Chapter 3
"How'd you catch him?"
The Doctor steps out of the way, to let Spock take his place.
"I didn't."
There is no other way to say that Jim lights up and settles down, relaxing into a warmth that appears golden against the blue-white of the bed, the room, and the sky.
"You saved my life."
It is not simply said as a fact, but an inevitability.
"Uhura and I had something to do with it, too, you know."
"You saved my life, Captain. And the lives…"
"Spock, just… Thank you."
His smile is not lazy, but it is easy, spreading luxurious across his tawny skin, even when he's reprimanding Spock with a gently rasping voice. Jim has just awoken from an induced coma, after dying from irradiation - yet the wonder glowing in those uncategorizable eyes is as equally for Spock as it is for life.
"You are welcome, Jim,"
…
"I have brought my chess board."
Jim stops pushing at the controls, ending his childish game and letting the foot of the bed whirr back to it's original position. Spock represses an odd clench of irritation/affection.
"You mean our chess board?"
Spock sits quietly on the seat provided, as Jim struggle-pushes himself up into a sitting position.
"I was under the impression that Christmas gifts are given permanently, and that ownership was relinquished by the giver upon the recipient opening it."

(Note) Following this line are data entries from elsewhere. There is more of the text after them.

PR #160, opened 2022-05-05
Cpp replace dmsph

### LINKED ISSUE #103: Replace some preprocessor flags with namelist variables in iHAMOCC

### LINKED ISSUE #159: DMSPH preprocessor flag and use of pi_ph
@tjiputra @JorgSchwinger 
We have a CPP flag ``DMSPH`` that determines if we calculate the field ``pi_ph``. This is used in ``ocprod`` to calculate [``dms_ph``](https://github.com/NorESMhub/BLOM/blob/82cc25e9921d791d2d634961291d6ee24bc29c8c/hamocc/ocprod.F90#L455-L458) which in turn is used to calculate ``dmsprod``. At the moment ``pi_ph`` is not used and we set ``dms_ph = 1.``, so everything related to the ``DMSPH`` CPP flag is bypassed.

Should we maintain the option to set ``dms_ph`` from ``pi_ph``? If so, can we replace the ``DMSPH`` CPP flag with a logical option that we can read from a namelist file (.e.g. ``with_dmsph``) and make an if statement to select how to set ``dms_ph``?

TomasTorsvik:
I have made a version that replaces the cpp flag `DMSPH` with the logical variable `with_dmsph`. In the process I have renamed the module `mo_get_pi_ph` to `mo_dmsph` and moved most of the DMSPH-related things into this module, so the only dependencies are in `hamocc_init.F` and in `ocprod.F90`.

The original line for calculating `dms_ph` in `oceprod` read:
`!        dms_ph  = 1+(-log10(hi(i,j,1))-pi_ph(i,j,kplmon))*dms_gamma`
The field `hi` was not defined, but I assume this is imported from `mo_carbch`. Also, the index `kplmon` is not defined in `oceprod`. Looking at other parts of the code, I see that `kplmon` is used as a dummy variable for `date%month`, so I assume that was the intention.

In `mo_dmsph` I import the `date` variable directly from the `mod_time` module, which is somewhat inconsistent with the idea of separating BLOM and iHAMOCC code, but the alternative to send `kplmon` as a dummy variable via `oceprod` doesn't look very attractive. I'm not sure what is the best solution here.

Finally, `pi_ph` is allocated with the standard `kpie,kpje,kpke` dimensions, but presumably the 3rd dimension should be number of months. Does it make sense to change this allocation?


hamocc/hamocc_init.F
```diff
@@ -181,9 +177,10 @@ subroutine hamocc_init(read_rest,rstfnm_hamocc)
 #endif
 
       CALL INI_RIVERINPT(idm,jdm,omask)
-#ifdef DMSPH
-      CALL GET_PI_PH(idm,jdm,kdm,omask)
-#endif
+
+      if(with_dmsph) then
+         CALL GET_PI_PH(idm,jdm,kdm,omask)
```
tjiputra: In the original implementation, we are reading monthly surface PI pH, so would it be better to modify this to:

CALL GET_PI_PH(idm,jdm,12,omask)

hamocc/mo_dmsph.F90
```diff
@@ -0,0 +1,141 @@
...
+    INTEGER ::i,j,l
+  
+    REAL,intent(in) ::omask(kpie,kpje)
+
+    ! define the fields
+    REAL :: pi_ph_in(kpie,kpje,12)
+    INTEGER ncid,ncstat
+
+    ! allocate pi_ph field
+    if(.not. allocated(pi_ph)) call alloc_pi_ph(kpie,kpje,kpke)
```
tjiputra: if(.not. allocated(pi_ph)) call alloc_pi_ph(kpie,kpje,12)

hamocc/mo_dmsph.F90
```diff
@@ -0,0 +1,141 @@
...
+    
+    implicit none
+    integer, intent(in) :: kpie,kpje,kpke
+    integer             :: errstat
+
+    IF (mnproc.eq.1) THEN
+       WRITE(io_stdo_bgc,*)'Memory allocation for variable pi_ph ...'
+       WRITE(io_stdo_bgc,*)'First dimension    : ',kpie
+       WRITE(io_stdo_bgc,*)'Second dimension   : ',kpje
+       WRITE(io_stdo_bgc,*)'Third dimension    : ',kpke
```
tjiputra: WRITE(io_stdo_bgc,*)'Third dimension    : ',12

tjiputra (commented):
As the original implementation, we only read climatology monthly surface pH, so the dimension should be revised to (kpie,kpje,12). 

Later, we should probably modify the dimension to (kpie,kpje,kpke,12) as the dms production does not only occur in the first model layer.

hamocc/hamocc_init.F
TomasTorsvik: I don't think we need to send the time information from hamocc_init.F to mo_dmsph.F90, unless we decide to make this a namelist variable. For now I think we can keep it simple and assume monthly data record for the surface PI pH input file:

`CALL GET_PI_PH(idm,jdm,omask)`

hamocc/mo_dmsph.F90
TomasTorsvik: I have defined a new parameter variable `pi_ph_record = 12`, so we don't need to pass this as an argument to the subroutine.

hamocc/mo_dmsph.F90
TomasTorsvik: I have replaced `kpke` with `pi_ph_record`.

cime_config/buildnml
```diff
@@ -1346,6 +1348,8 @@ cat >>! $RUNDIR/ocn_in$inststr << EOF
 ! NDEPFILE    : File name (incl. full path) for atmopheric N-deposition data
 ! INIXXX      : Initial condition file for iHAMOCC, where XXX=DIC, ALK, PO4,
 !               OXY, NO3, SIL, D13C, and D14C
+! WITH_DMSPH  : Logical switch to activate DMS calculation as function of pH
+! PI_PH_PATH  : File name (incl. full path) for pH input data
 &BGCNML
```
JorgSchwinger, line 1353: Since this is the full file name the variable name should be "PI_PH_FILE" or maybe "PI_PH_CLIM"

hamocc/mo_dmsph.F90
```diff
@@ -0,0 +1,146 @@
...
+    ! allocate pi_ph field
+    if(.not. allocated(pi_ph)) call alloc_pi_ph(kpie,kpje)
+
+    !
+    ! Open netCDF data file
+    !
+    IF(mnproc==1) THEN
+       ncstat = NF90_OPEN(trim(pi_ph_path)//'MONTHLY_PI_PH.nc',        &
+     &                   NF90_NOWRITE, ncid)
+       write(io_stdo_bgc,*) 'HAMOCC: opening MONTHLY_PI_PH file'
```
JorgSchwinger: Would be good to not have a fixed file name. The filename should at least indicate the grid, probably also the model version (or run) plus start/end dates from which the climatology is made. The user (or the scripting system) should be able to select the file.

JorgSchwinger (commented):
I think, if we agree that the idea of separating BLOM and iHAMOCC as far as possible, is in principle good, then we should not introduce a new dependency on the BLOM date structure. Why not doing it analogously to the n-deposition, where ini_ndep is called in hamocc_ini (reading in the data for all 12 month), then in hamocc_step there is a local array, that is first passed to get_ndep (getting the data for the current month), and then passed on to hamocc4bcm.

jmaerz:
Hi all, I agree that continuously getting iHAMOCC further separated from BLOM is the way to go. However, I think, it would be good to work on individual tasks (here: cpp flags and code structure/making things more flexible) in separate github issues to keep code changes fine grained and easy to track at least when it comes to these technical code issues. But I guess, it would be good to discuss/communicate further about this briefly at some point. 
Having just briefly discussed with Tomas: did you (@JorgSchwinger) mean to enable different names for the input file (so simply put a variable/string pointer instead of a fixed name) or to write a new function/module to retrieve e.g. grid information from the file name?

hamocc/mo_dmsph.F90
TomasTorsvik: I agree, in principle, but I would like to get this to work first with a version that is close to the original.

TomasTorsvik:
I made mo_dmsph independent of mod_time, keeping the separation between BLOM and iHAMOCC intact. My idea with this PR is to recover the functionality that was available in  the earlier version, but removing the DMSPH CPP flag. I would still like to limit this PR to only do this one task, and make a separate issue and PR to change the data input structure according to the n-deposition format. We have a similar structure for the SWACLIMFILE / mo_clim_swa used for computation of bromoform production, so we may want to have a more general discussion on data input structure before implementing these changes.

cime_config/buildnml
TomasTorsvik: I have kept the `PI_PH_FILE` variable name, but specify in the comment that the file name is set to `MONTHLY_PI_PH.nc`, so only the path and not the file name should be specified.

hamocc/mo_dmsph.F90
```diff
@@ -0,0 +1,145 @@
...
+    use mo_carbch, only: hi
+
+    implicit none
+
+    integer, intent(in) :: i,j,kplmon
+    real :: dms_ph
+
+    dms_ph  = 1. + (-log10(hi(i,j,1)) - pi_ph(i,j,kplmon))*dms_gamma
+
+  end function get_dmsph
```
JorgSchwinger: I this one line should be moved back to ocprod once pi_ph is passed to ocprod

JorgSchwinger (commented):
I see that it is good to test this close to the original code as a first step, but it would be very easy to make the structure of this consistent with the other input data (ndep,fedp, rivinput). I would be very easy to achieve as pointed out before. 

-Filenames should be read via namelist not just the path, this is important.
-Read the data file in hamocc_ini, get the data for a specific month in hamopcc_step and pass it on to hamocc4bcm

This doesn't require large changes to this PR. Of course if you prefer this can be done separately.

TomasTorsvik:
@JorgSchwinger OK, I see your point. The current commit works with the old structure,and I plan to keep all these commits when I merge with `master`, so the code evolution will be possible to follow. I will make some more commits in this PR to change the structure to the `ndep` version. Then we can figure out if we need something more flexible at a later stage.

hamocc/mo_dmsph.F90
TomasTorsvik: I'm not sure why we would need to pass `pi_ph` to `ocprod`. Currently I set `pi_ph` as `private`, and I think all the references to this field can be internal to `mo_dmsph`.

TomasTorsvik: A problem with passing pi_ph through the argument list is that it may not be allocated, and probably we don't want to allocate memory for pi_ph unless we actually use it.

JorgSchwinger: Yes, that is true, that would be the price to pay. Regarding memory I wouldn't see this as a big issue since it is a 2d field. So  if `with_phdms=.false.`, we would pass a 2d-field set to 0.0 by `get_ph_clim` (or whatever the name is)

TomasTorsvik:
@tjiputra @JorgSchwinger 
I have changed the routines so that `mo_read_pi_ph` is only referenced outside `hamocc4bcm`, and pass `pi_ph` as an argument through `hamocc4bcm -> ocprod`. If there are no further comments I will merge this PR later today.

hamocc/mo_control_bgc.F90
```diff
@@ -62,6 +62,7 @@ MODULE mo_control_bgc
 ! Logical switches
       LOGICAL, SAVE :: do_ndep=.true.    ! apply n-deposition   (set via namelist)
       LOGICAL, SAVE :: do_rivinpt=.true. ! apply riverine input (set via namelist)
+      logical :: with_dmsph = .false.    ! apply DMS with pH dependence (set via namelist)
```
JorgSchwinger: would suggest to add "save" here, too

hamocc/mo_read_pi_ph.F90
```diff
@@ -0,0 +1,189 @@
...
+       WRITE(io_stdo_bgc,*)'Memory allocation for variable pi_ph ...'
+       WRITE(io_stdo_bgc,*)'First dimension    : ',kpie
+       WRITE(io_stdo_bgc,*)'Second dimension   : ',kpje
+    ENDIF
+
+    ALLOCATE (pi_ph(kpie,kpje),stat=errstat)
+    if(errstat.ne.0) stop 'not enough memory pi_ph'
+    pi_ph(:,:) = 0.0
+
+  end subroutine alloc_pi_ph
```
JorgSchwinger, line 158: I find this unnecessarily complicated, the other fields (dust, ndep) are just local variables in hamocc_step, they are created/removed automatically when hamocc_step is called/finalized.

JorgSchwinger (approved):
Thanks Tomas, I have left two minor comments, but feel free to merge, this can also fixed or left as it is later.

hamocc/mo_read_pi_ph.F90
TomasTorsvik: Think I will leave it like this for now. Jerry mentioned that he might introduce a 3D PI_pH at some point in the future. If so, I guess we might need to think again about this structure.

PR #162, opened 2022-05-12
Feature hamocc sediment spinup

JorgSchwinger:
@jmaerz I am not able to request a review from you. Maybe you can have a look nevertheless (and probably you need to be added by someone to something that you can be requested as reviewer?).


JorgSchwinger:
I have tested for bit-identical results for the NOINYOC compset on the T62_tn21 grid (OMIP1 simulation) and a fully coupled NorESM2 1%-CO2 simulation.

By the way, the previous BLOM version that is in the master currently wouldn't compile for fully coupled compsets (variable "atm" wasn't included in use statement in hamocc4bcm) - the automated testing doesn't seem to catch such errors?

jmaerz:
Hi @JorgSchwinger , I'll try to have a look into this soon (being a bit time constrained). With regards to the compilation error: thanks for catching this. I suspect, the automated testing might not have included the right pre-processor flag(s) which would have enabled to catch this error, but I haven't looked into this, thus far. For other cases, NorESM was compiling.

TomasTorsvik:
`inventory_bgc.F90` is included in the Files changed list, but only has whites pace changes. Did something get lost in the merging? Otherwise I think this file can be checked out from `master` and removed from this PR.

TomasTorsvik:
The `save` attributes in `mo_control_bgc.F90` are redundant, so this only has a stylistic function. Maybe it can be useful to see the `save` attribute if you run a grep command on the source code, but otherwise I don't see a reason for doing it this way (as a general code style).

hamocc/hamocc4bcm.F90
```diff
@@ -173,7 +175,7 @@ SUBROUTINE HAMOCC4BCM(kpie,kpje,kpke,kbnd,kplyear,kplmon,kplday,kldtday,&
 #endif
 
 #ifdef BROMO
-!$OMP PARALLEL DO
+!$OMP PARALLEL DO PRIVATE(i)
```
TomasTorsvik, line 182: Separate openMP bugfix?

hamocc/hamocc4bcm.F90
```diff
@@ -353,7 +377,7 @@ SUBROUTINE HAMOCC4BCM(kpie,kpje,kpke,kbnd,kplyear,kplmon,kplday,kldtday,&
 !--------------------------------------------------------------------
 ! Pass bromoform flux. Convert unit from kmol CHBr3/m^2 to kg/m^2/s.
 ! Negative values to the atmosphere
-!$OMP PARALLEL DO
+!$OMP PARALLEL DO PRIVATE(i)
```
TomasTorsvik, line 398: Separate openMP bugfix?

TomasTorsvik:
The openMP bug fixes seem to be unrelated to the sediment spinup. Would it make sense to do this in a separate commit / PR? Probably this should also be included as a bug fix to the `release-1.2` branch.

hamocc/powach.F90
```diff
@@ -105,6 +106,9 @@ subroutine powach(kpie,kpje,kpke,kbnd,prho,omask,psao)
 ! needed for boundary layer vertilation in fast sediment routine
 
   real :: bolven(kpie)
+  
+! Set array for saving diffusive sediment-water-column fluxes to zero
+  sedfluxo(:,:,:) = 0.0
```
TomasTorsvik, line 111: Here you set `sedfluxo` to zero every time `powach` is called, but in `dipowa` this is written as something should be accumulated.

hamocc/dipowa.F90
```diff
@@ -208,9 +208,9 @@ subroutine dipowa(kpie,kpje,kpke,omask)
                 &  ( sedb1(i,l,iv) - tredsy(i,l,3) * powtra(i,j,l+1,iv) )      &
                 &  / tredsy(i,l,2)
 
-           ! used in inventory_bgc/maschk (diagnostics)
+           ! diffusive fluxes (positive downward)
            sedfluxo(i,j,iv) = sedfluxo(i,j,iv)                                 &
-                &  + ocetra(i,j,kbo(i,j),iv) - aprior
+                &  -(ocetra(i,j,kbo(i,j),iv) - aprior)* bolay(i,j)
```
TomasTorsvik, line 213: Should this be without accumulation in `sedfluxo`?

TomasTorsvik (approved):
Thanks, Jörg, I think this looks very good!  I have left some comments that you may want to address, but probably it can also be merged as is and we can deal with these things afterwards.

hamocc/dipowa.F90
JorgSchwinger: I think this is correct as it is: In `powach` `sedfluxo` is set to zero when entering the sediment. Then it is receiving a value for silicate and oxygen (but not the others) in `powach`. After that `dipowa` is called, where sedfluxo is updated in a loop. In order to avoid overwriting the values for oxygen and silicate, it is written as above.

hamocc/hamocc4bcm.F90
JorgSchwinger: I agree, I should have done this in a separate commit, but now I don't have the time to disentangle this so I'll leave it as it is.

JorgSchwinger:
> 

Regarding the save attributes in modules: It's not true that they are redundant. The Fortran standard only guarantees that the values of module variables are "saved" if a variable is referenced in the compiled main program (same as for COMMON blocks). 

I don't think that any compiler would NOT save the values of module variables that are not referenced in main, but strictly speaking this is necessary (as far as I know, maybe my knowledge is outdated).

PR #167, opened 2022-05-18
Set return value for bromoform fluxes also if the scheme is not activated

JorgSchwinger:


TomasTorsvik (approved):
Agree, looks reasonable.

Laughter-lines crinkle at the edges of Jim's warm eyes, and Spock innocently raises an eyebrow.
"They are. However, I figured I've used it just as much as you have, so…"
"In that case, both Engineer Scott and I have strong claims to the command chair, considering both the fact that you prefer to pace the bridge rather than sit, and the amount of landing parties you lead."
Jim laughs, a humorous bark that Spock files away in his eidetic memory.
"Never! Besides, you come with me on most of the away missions anyway."
"That is because, as your First Officer, it is my duty to ensure you do not become injured."
Or killed.
Their eyes lock in lieu of wanting to say anything, and Spock detangles himself from self-hate long enough to set up the board. Bathed in silence, they begin to play, familiar, hopeful, and teetering on a precipice. Feelings are not things with which Spock is intimately acquainted, but Jim is. And he does not simply have reckless, vast, bone-shakingly cathartic feelings, he also inspires them.
"I wasn't sure that you were coming back."
Jim does not look at him, laid bare and barely contained, as his fingers rock a pawn in a circle on its base.
"I apologize. It was imperative that I inspect the repairs to the ship while you are indisposed."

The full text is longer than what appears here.